PR #1551, opened 2025-02-13
Removed depricated `set-output` and using env var instead

marcus-oscarsson:
Removed depricated `set-output` and using env var instead. Also using `poetry version -s` instead of parsing `pyproject.toml`


fabcor-maxiv (approved):

fabcor-maxiv:
See also: <https://github.com/mxcube/mxcubecore/issues/1142>.

fabcor-maxiv:
Nice, looks like it did the job as expected. Git tag is here. Version has been updated in `pyproject.toml`.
..........
Task instructions
Go through the material above and return each line that holds the word "Removed".

Result
Removed depricated `set-output` and using env var instead
Removed depricated `set-output` and using env var instead. Also using `poetry version -s` instead of parsing `pyproject.toml`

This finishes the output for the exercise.